PR #412, opened 2022-07-12
Searchbar and scrollbar dark mode

nikitharani:
The border for the Search bar and color for the Scroll bar will be changed based on the mode

### DIFF
--- a/src/SearchBar/SearchBar.js
+++ b/src/SearchBar/SearchBar.js
@@ -16,7 +16,10 @@ export default function SearchBar({
       variant="outlined"
       sx={{
         alignItems: "center",
-        borderColor: "rgba(0, 0, 0, 0.23)",
+        borderColor: theme =>
+          theme.palette.mode === "light"
+            ? "rgba(0, 0, 0, 0.23)"
+            : "theme => theme.palette.text.secondary",
         display: "flex",
         marginBottom: theme => theme.spacing(2),
         marginTop: theme => theme.spacing(2)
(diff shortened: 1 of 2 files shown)


src/SearchBar/SearchBar.js
```diff
@@ -16,7 +16,10 @@ export default function SearchBar({
       variant="outlined"
       sx={{
         alignItems: "center",
-        borderColor: "rgba(0, 0, 0, 0.23)",
+        borderColor: theme =>
+          theme.palette.mode === "light"
+            ? "rgba(0, 0, 0, 0.23)"
```
dmbarry86, line 21: Do we need to hardcode color here? Can we not reference theme? Is theme.palette.divider not the default that we want to keep in light mode?

dmbarry86: To be honest, I think you could just use theme.palette.divider for both dark and light mode. I imagine this is the default anyway so maybe you can just remove borderColor completely.

I also think your "theme => theme.palette.text.secondary" is not doing what you think. You have put it in a string so it's not actually evaluating. I think theme.palette.text.secondary is actually white in dark mode so what's happening is it's just reverting to default anyway because it doesn't recognise your string. If you did want to reference theme then it shouldn't be inside a string and should just be theme.palette.text.secondary. Anyway, I think removing borderColor and relying on defaults will work for both dark and light mode.

dmbarry86 (changes requested):
See comment.

dmbarry86 (approved):

PR #414, opened 2022-07-25
Transfer list component

nikitharani:
Transfer list component


dmbarry86:
Component doesn't look right in storybook. Seems to be missing all the lines and search box etc.

Storybook.
image

Vs the prototype I created for you.
image

src/TransferList/TransferList.js
```diff
@@ -0,0 +1,228 @@
...
+  Checkbox,
+  IconButton,
+  List,
+  ListItem,
+  ListItemIcon,
+  ListItemText,
+  Typography
+} from "@mui/material";
+import { React, useEffect, useState } from "react";
+import Box from "@mui/material/Box";
```
dmbarry86, line 12: This should be imported with all of the other mui/material imports above.

src/TransferList/TransferList.js
```diff
@@ -0,0 +1,228 @@
...
+import CloseIcon from "@mui/icons-material/Close";
+import InputBase from "@mui/material/InputBase";
```
dmbarry86, line 14: This should be imported with all of the other mui/material imports above.

dmbarry86:
> Component doesn't look right in storybook. Seems to be missing all the lines and search box etc.
> 
> Storybook. image
> 
> Vs the prototype I created for you. image

Seems to be because theme variable was set to dark in application data which doesn't really work too well because of the white background. When in light mode it works ok.

src/TransferList/TransferList.test.js
```diff
@@ -0,0 +1,98 @@
...
+};
+
+describe("TransferList", () => {
+  test("Search bar updates value", async () => {
+    const user = userEvent.setup();
+    const { container } = render(<SelectedItemsWithState />);
+
+    const inputBase = container.querySelector(".MuiInputBase-input");
+    await user.type(inputBase, "pears");
+    expect(inputBase.value).toBe("pears");
```
dmbarry86, line 38: This isn't really checking the correct thing. All this test is doing is typing in search box and then checking that value in search box is correct, which of course it will be because user.type deals with that. We don't need to test user.type functionality. What we should be testing is that when search text is typed then the list on the left is filtered and shows the correct items.

src/TransferList/TransferList.test.js
```diff
@@ -0,0 +1,98 @@
...
+    const user = userEvent.setup();
+    const { container } = render(<SelectedItemsWithState />);
+
+    const inputBase = container.querySelector(".MuiInputBase-input");
+    await user.type(inputBase, "p");
+
+    const list = screen.getByRole("list");
+    const { getAllByRole } = within(list);
+    const items = getAllByRole("listitem1");
+    expect(items.length).toBe(2);
```
dmbarry86, line 65: Would be good to check the actual items are correct rather than just how many there are, i.e. check that the text of each item is as expected, which I think in this case should be Apples and Pears but not Oranges.

src/TransferList/TransferList.test.js
```diff
@@ -0,0 +1,98 @@
...
+  });
+
+  test("test selected item in the list", async () => {
+    const user = userEvent.setup();
+    const onChange = jest.fn();
+
+    render(
+      <SelectedItemsWithState onChange={onChange} selectedItem={["Pears"]} />
```
dmbarry86, line 73: I don't think Pears should be the initially selectedItem because the whole point of this test is to select the item by clicking on it. I think selectedItem should be empty and then your test selects Pears item and checks callback is called with correct item.

src/TransferList/TransferList.test.js
```diff
@@ -0,0 +1,98 @@
...
+    const user = userEvent.setup();
+
+    const onChange = jest.fn();
+    const { container } = render(
+      <SelectedItemsWithState onChange={onChange} selectedItem={[]} />
+    );
+
+    user.click(screen.queryByTestId("close"));
+
+    expect(container.querySelector(".MuiTypography-body1").textContent).toBe(
```
dmbarry86, line 94: I think it would be good to also check onChange gets called with correct item (empty in this case).

src/TransferList/TransferList.test.js
```diff
@@ -0,0 +1,98 @@
...
+  test("On click clearAll button should has text 'None Selected'", () => {
+    const user = userEvent.setup();
+    const onChange = jest.fn();
+    const { container } = render(
+      <SelectedItemsWithState onChange={onChange} selectedItem={[]} />
+    );
+
+    user.click(screen.queryByTestId("clear-all"));
+
+    expect(container.querySelector(".MuiTypography-body1").textContent).toBe(
```
dmbarry86, line 50: I think it would be good to also check onChange gets called with correct item (empty in this case).

src/TransferList/TransferList.js
```diff
@@ -0,0 +1,228 @@
...
+  ),
+  /**
+   * Callback fired when the new item is selected.
+   *
+   * **Signature**
+   * ```
+   * function(newItems) => void
+   * ```
+   *
+   * _newItems_: The new item that has been selected
```
dmbarry86, line 219: Callback contains all items selected, not just the new item that was clicked.

```suggestion
   * _newItems_: The new items that have been selected
```

src/TransferList/TransferList.test.js
```diff
@@ -0,0 +1,98 @@
...
+      "None Selected"
+    );
+  });
+
+  test("on search sort the list items", async () => {
+    const user = userEvent.setup();
```
dmbarry86, line 56: Would be good to add a few comments to each test. Probably everywhere you have added new line there should be small comment before that section.

```
// comment
code...
...

// comment
code...
...
```

dmbarry86 (changes requested):
Few small suggestions to improve the tests.

dmbarry86 (changes requested):
As discussed on chat:
* Fix heights
* Fix items property in story

dmbarry86:
The height of the top component needs to be increased slightly. If you hover over the clear all button you will see it now overflows its container. I'll update for you.

dmbarry86 (approved):

PR #440, opened 2022-09-14
Bugfix/numberfield does not allow 0

jegasriskantha:
Summary:
- updated the NumberField component to allow an initial value of 0 
- updated the NumberField component to ignore step logic when no step is passed into the component 
- added tests for the above two cases.


mattcorner (approved):
LGTM

PR #442, opened 2022-09-20
Feature/numberfield refactor

mattcorner:
Refactored NumberField to reduce the complexity but maintain functionality. Hopefully this makes it a little easier to maintain.

* Reduced the amount of internals state we need to handle. We only care about the value.
* Base error state and error text off of existing state. We should be running this on every render so no need for additional state here.
* Store all validation logic in a single function to reduce complexity and improve code readability.

Should resolve an issue Dave found where value could be null.

MicrosoftTeams-image

### DIFF
--- a/src/NumberField/NumberField.js
+++ b/src/NumberField/NumberField.js
@@ -1,177 +1,99 @@
-import { InputAdornment, TextField as MuiTextField } from "@mui/material";
-import React, { useEffect } from "react";
+import { InputAdornment, TextField } from "@mui/material";
+import React, { useEffect, useState } from "react";
 import PropTypes from "prop-types";
 
 /**
- * NumberField components are used for collecting user provided information as a Number.
+ * Number fields let users enter and edit numbers.
  */
-export default function NumberField({
-  disabled = false,
-  endAdornment = null,
-  error = false,
-  helperText,
-  label,
-  margin = "normal",
-  max,
-  min,
-  onChange = () => {},
-  placeholder,
-  required = false,
-  showMinMaxErrorMessage = true,
-  size = "medium",
-  startAdornment = null,
-  step,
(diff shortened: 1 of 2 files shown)


evoinea:
I think something is nor correct when changing step size and then use the stepper: for example if I set step=2 and then change the value using the stepper, next value will be 3, with an error ( 1 was expecting value to be 4):
image

mattcorner:
> I think something is nor correct when changing step size and then use the stepper: for example if I set step=2 and then change the value using the stepper, next value will be 3, with an error ( 1 was expecting value to be 4): image

To be honest, I'm not sure where the step validation requirement comes from. We have no ability to know whether a value change came from a user typing, or the spinner. Suggest we raise a new issue to fully consider the step functionality. @evoinea

evoinea:
Looks good to me.

evoinea (approved):

dmbarry86:
I still get the error when passing null. This used to work before all of the recent number field changes.
image

If I pass empty string instead of null, as per first error message hint, then I get a different error. Appears that the component is not behaving correctly as a controlled component, which is how it's being used in our apps.
image

There's also a new error related to sx.
image

dmbarry86:
> Should resolve an issue Dave found where value could be null.

Does not appear to be the case. Just have a refactored version of the old component with the same issue plus a new one.

dmbarry86:
I've created a sandbox to help you.

Here's the old behaviour as of 2.20.0 and before. No errors in console. Accepts null as 'no value'.
https://codesandbox.io/s/numberfield-old-7zcl7i

Here's the same code but with 2.20.3. Errors in console.
https://codesandbox.io/s/numberfield-new-g72r2l?file=/src/App.js

PR #443, opened 2022-09-22
Bugfix/numberfield null

mattcorner:
* Fixed null being allowed as a value
* Fixed controlled vs uncontrolled
* Fixed floating point issue
* Fixed sx error


dmbarry86 (approved):
Looks good. Fingers crossed.

PR #458, opened 2022-10-05
Remove popover from color component

dmbarry86:
Removed the popover dialog and swatch from the color component. Color component is now just a standalone color selector component that can be parented wherever required. If a particular app requires it in a popover it can parent it so. We have a usecase in ID that doesn't require the color component with swatch and popover and instead we just want the core color selector parts. This has also significantly simplified the component with less props and less code to deal with popover related stuff.

Multi-color also required updating as it uses the color component internally.

image

### DIFF
--- a/src/Color/Color.js
+++ b/src/Color/Color.js
@@ -129,123 +129,117 @@ export default function Color({
 
   // define components
   return (
-    <Box>
-      <Box sx={{ display: "flex", flexDirection: "column" }}>
-        <Box>
-          {showPicker && (
-            <Box>
-              <Box sx={sx.colorPicker}>
-                {noColorChecked ? (
-                  <Box
-                    sx={{
-                      border: "1px solid #bdbdbd",
-                      borderRadius: "4px",
-                      height: "238px"
-                    }}
-                  />
-                ) : (
-                  <RgbaColorPicker
-                    color={rgbaObj}
-                    onChange={handleColorPickerChange}
-                    id="colorPicker"
-                  />
-                )}
-              </Box>
-            </Box>
-          )}
-          {showControls && (
-            <div>
-              <Checkbox
-                checked={noColorChecked}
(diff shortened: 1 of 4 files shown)


src/Color/Color.js
```diff
@@ -383,40 +261,6 @@ Color.propTypes = {
...
-   */
-  popoverPositionTop: PropTypes.number,
-  /**
-   * This is the width of the popover, this also effects the
-   * popover's children the colorpicker and controls.
-   * @default 250px
-   */
-  popoverWidth: PropTypes.string,
   /**
    * This determines if the RGB and HEX controls are shown.
```
mattcorner, line 265:
```suggestion
   * This determines if the RGB controls are shown.
```
We don't show a HEX input ever.

src/Color/Color.js
```diff
@@ -157,222 +127,130 @@ export default function Color({
...
-                    disabled={noColorChecked}
-                    id="red"
-                    type="number"
-                    size="small"
-                    margin="dense"
-                    max="255"
-                    label="Red"
-                    error={rgbaObj.r > 255}
-                    value={noColorChecked ? "" : rgbaObj.r}
+      <Box sx={{ display: "flex", flexDirection: "column" }}>
```
mattcorner, line 133: Not sure that we need three nested divs here. 2 of them seem to do nothing.

src/Color/Color.js
```diff
@@ -157,222 +127,130 @@ export default function Color({
...
+        <Box>
+          {showPicker && (
+            <Box>
```
mattcorner, line 136: Another nested div that seems to do nothing

mattcorner (changes requested):

mattcorner (approved):
Co-wrote fixed with @dmbarry86. Approved.

PR #431, opened 2026-06-27
fix: align ponytail-debt.md em-dash with TOML

nanaubusiness:
## Bug

The OpenCode command adapter `.opencode/command/ponytail-debt.md` used a comma () instead of an em dash (`—`) in the output format template, drifting from the canonical TOML at `commands/ponytail-debt.toml`.

**Before:** `<file>:<line>, <what was simplified>`
**After:** `<file>:<line> — <what was simplified>`

This was caught by a content drift check between the TOML and MD command adapters.


DietrichGebert:
Thanks for spotting the drift! It goes the other way though: the em dash was deliberately removed from the .md (repo convention), and the leftover one in the TOML is the actual bug. I'll fix the TOML side. Closing this one.

Issue #440, opened 2026-06-28
pi-extension: event.systemPrompt missing returns literal 'undefined' prepended to prompt


nanaubusiness:
In `pi-extension/index.js` lines 185-188:

```
return { systemPrompt: `${event.systemPrompt}\n\n${getPonytailInstructions(currentMode)}` };
```

If `event` is a truthy object without a `systemPrompt` key (e.g., `{}`), template literal stringification produces the literal string `"undefined"` prepended to every system prompt: `"undefined\n\nPONYTAIL MODE ACTIVE..."`. The model sees this garbage prefix on every turn.

DietrichGebert:
Fixed in #482. before_agent_start read event.systemPrompt with no guard, so a null/undefined event crashed with a TypeError (#439) and an event without a systemPrompt key stringified to the literal "undefined" and prepended it to every prompt (#440). Both are handled with one optional-chain guard that mirrors the event?. pattern the input handler already uses: it prepends the base prompt only when present, otherwise injects the ruleset alone. Regression test covers null/undefined event, missing systemPrompt, and the normal path (it fails on the old code with the exact TypeError). Thanks for the reports.

PR #444, opened 2026-06-29
fix: guard before_agent_start against missing event

### LINKED ISSUE #439: pi-extension: before_agent_start crashes if event is null/undefined

```
pi.on("before_agent_start", async (event) => {
  if (!currentMode || currentMode === "off") return;
});
```

`event.systemPrompt` is accessed without a null/undefined guard. If the pi runtime calls this handler with a falsy event (null/undefined), it throws `TypeError: Cannot read property 'systemPrompt' of null/undefined` and crashes the agent.

Note: the `input` handler at line 159 uses `event?.source` (optional chaining) but `before_agent_start` uses bare `event.systemPrompt` — inconsistent.

Aroool:
Fixes #439

This adds a null/undefined guard in the pi-extension `before_agent_start` handler so the extension does not crash if the Pi runtime invokes the hook without an event object.

The change intentionally only handles a missing event object. Handling a missing `event.systemPrompt` is left for #440.

Tested with:

```bash
cd pi-extension
npm test
```

Result:

```text
16 pass
0 fail
```

### DIFF
--- a/pi-extension/index.js
+++ b/pi-extension/index.js
@@ -183,7 +183,7 @@ export default function ponytailExtension(pi) {
   });
 
   pi.on("before_agent_start", async (event) => {
-    if (!currentMode || currentMode === "off") return;
+    if (!currentMode || currentMode === "off" || !event) return;
     return { systemPrompt: `${event.systemPrompt}\n\n${getPonytailInstructions(currentMode)}` };
   });
 }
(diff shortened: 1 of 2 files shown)


DietrichGebert:
Thanks @Aroool. Your guard was the right instinct, but it only covered the null/undefined event (#439) and left #440 open, and the !event check does not catch the {} case (a truthy event with no systemPrompt still stringifies to "undefined"). I reconciled a single optional-chain guard that closes both #439 and #440 in #482 (merged) and credited you as co-author, with a regression test that fails on the old code with the exact TypeError. Closing this in favor of #482. Appreciate the fix.

PR #446, opened 2026-06-29
feat: add kimi-code support

VinkyDev:


DietrichGebert:
Thanks for adding Kimi. Two things: Kimi Code loads skills as SKILL.md directories (via `--skills-dir` or `extra_skill_dirs`) and reads AGENTS.md, and its plugin system is MCP config, so it does not actually read a `.kimi-plugin/plugin.json`, this file would just sit unused. And the repo already ships AGENTS.md plus `skills/`, so Kimi works today with no new files. The right addition is a short docs note, not a manifest, so I am going to close this.

For anyone landing here, using ponytail with Kimi Code CLI today:

- **Rules:** Kimi reads `AGENTS.md` from the project root, so this repo's `AGENTS.md` gives you the always-on ruleset.
- **Skills:** point Kimi at the bundled skills with `kimi --skills-dir skills/`, or add `skills/` to `extra_skill_dirs` in your config to make it permanent (this registers `/ponytail`, `/ponytail-review`, and the rest).

Thanks for the push, it made me go check how Kimi actually loads.

PR #452, opened 2026-06-29
feat(debt): flag missing upgrade triggers and scan defer: comments

kevglynn:
## Summary

- Scans both `ponytail:` and `defer:` comment prefixes (dual-prefix support)
- Explicitly flags entries missing upgrade triggers with `⚠ no-trigger` tag
- Adds well-formed vs missing-trigger examples
- Reports `<N> markers, <M> with no trigger` in summary

## Motivation

Projects integrating ponytail alongside other frameworks may use a tool-neutral `defer:` prefix instead of `ponytail:`. The debt harvester should find both. Additionally, the no-trigger detection was implicit — making it explicit with examples helps agents identify rot risk.

## Changes

- `skills/ponytail-debt/SKILL.md`: dual-prefix scan, explicit no-trigger flagging with examples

#### [What is needed]
Whenever a line in the records contains the word "each", copy that line.

#### [Exercise output]
dmbarry86, line 65: Would be good to check the actual items are correct rather than just how many there are, i.e. check that the text of each item is as expected, which I think in this case should be Apples and Pears but not Oranges.
dmbarry86, line 56: Would be good to add a few comments to each test. Probably everywhere you have added new line there should be small comment before that section.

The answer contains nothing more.